Joint ISAM – TopMath – DGD  Summer School 2016

Scope and Goals

• Probabilistic methods for dimension reduction,
• Geometric and topological methods for data analysis,
• Optimal stochastic regularization for large scale machine learning,
• Algebraic foundations of persistent homology.

Organizers

• Felix Krahmer (TUM, Unit M15)
• Ulrich Bauer  (TUM, Unit M10)

Program

• Date: Monday, July 18, 9 am to Friday, July 22, 2016, 12:30 pm.

Speakers

	Jelani Nelson : Streaming and Sketching Algorithms  Tutorial by Jarosław Błasiok (Harvard University) A "sketch" of data with respect to some family of queries is a compression of that data that still allows those queries to be answered. The study of streaming algorithms is concerned with maintaining sketches, often consuming exponentially less memory than the data itself, subject to continuous updates to the data. Streaming and sketching can be used to: (1) Reduce storage requirements; (2) Minimize communication, by allowing holders of different datasets in a network to compare data while only transmitting short sketches; (3) Speed up algorithms, by reducing the memory footprint of the algorithm to the point that it fits in fast cache This lecture series will introduces some of the core techniques in the design and analysis of sketching and streaming algorithms. [Lecture notes by Jelani Nelson ] [Problems ] [Solutions ]
Steve Oudot : Topological Descriptors for Geometric Data  Tutorial by Mathieu Carrière  (INRIA Saclay) The aim of this course is to demonstrate how topology can help in the design of new features for geometric data, with distinctive properties such as: invariance under data reparametrization, stability with respect to data perturbation, complementarity to other descriptors in terms of information content.
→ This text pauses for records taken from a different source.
PR #868, opened 2019-02-26
Fix merging multiple subkey binding signatures

### LINKED ISSUE #863: SubKey.prototype.update overwrites newer binding signature
We got an issue where subkey binding signatures are not merged correctly when using the Key.prototype.update method. I think the line `that.bindingSignatures[i] = srcBindSig;` at https://github.com/openpgpjs/openpgpjs/blob/master/src/key.js#L1187 has to be omitted. The `checkFn`of `mergeSignatures` should only return true or false but not change the signatures. And the purpose of the for loop at https://github.com/openpgpjs/openpgpjs/blob/master/src/key.js#L1184 is to determine if a binding signature on the destination key has a newer creation date as on the source  key in which case we do not need to merge.

toberndo:
Fixes #863

### DIFF
--- a/src/key.js
+++ b/src/key.js
@@ -1183,10 +1183,10 @@ SubKey.prototype.update = async function(subKey, primaryKey) {
     }
     for (let i = 0; i < that.bindingSignatures.length; i++) {
       if (that.bindingSignatures[i].issuerKeyId.equals(srcBindSig.issuerKeyId)) {
-        if (srcBindSig.created < that.bindingSignatures[i].created) {
+        if (srcBindSig.created > that.bindingSignatures[i].created) {
           that.bindingSignatures[i] = srcBindSig;
-          return false;
         }
+        return false;
       }
     }
     return true;
--- a/test/general/key.js
+++ b/test/general/key.js
@@ -2413,6 +2413,20 @@ describe('Key', function() {
     });
   });
 
+  it('update() - merge multiple subkey binding signatures', async function() {
+    const source = (await openpgp.key.readArmored(multipleBindingSignatures)).keys[0];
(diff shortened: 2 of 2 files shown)


twiss:
Hi @toberndo! Thanks for the PR, and sorry for the delay.

I imagine what the code should be doing is something like: "If a binding signature from the same key already exists, don't add it to the list. If the one in the passed key is newer, overwrite it." If that's correct, I think the patch should instead be something like:

```patch
       if (that.bindingSignatures[i].issuerKeyId.equals(srcBindSig.issuerKeyId)) {
-        if (srcBindSig.created < that.bindingSignatures[i].created) {
+        if (srcBindSig.created > that.bindingSignatures[i].created) {
           that.bindingSignatures[i] = srcBindSig;
-          return false;
         }
+        return false;
       }
```

However, that makes your test fail, unless I also change

```patch
-      expect(dest.subKeys[0].bindingSignatures.length).to.equal(2);
+      expect(dest.subKeys[0].bindingSignatures.length).to.equal(1);
```

So I might be wrong. Is there some reason the result should have two binding signatures?

toberndo:
> "If a binding signature from the same key already exists, don't add it to the list. If the one in the passed key is newer, overwrite it."

You are right, I think that's the way it should be. Actually we tested with Kleopatra and on merge here also only the newest binding signature is preserved. I don't see a reason to keep the older signature in the key.

Would you like me to change the PR? Or, if you have the change already done, please go on.

twiss:
Yeah, could you update this PR, please? Thanks!

toberndo:
@twiss Done :)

These features are derived from classical topological constructions such as filtered nerves or flag complexes. Their structural properties can be analyzed through the lens of algebraic topology — in particular homology and persistence theories. The course will cover all aspects of the feature design pipeline, albeit not in full extent: topological constructions, associated homological algebra, resulting invariants (a.k.a. features), metrics and kernels for such invariants. Examples will be provided along the way to illustrate the potential and versatility of the obtained features. [Slides, notes and practical session ]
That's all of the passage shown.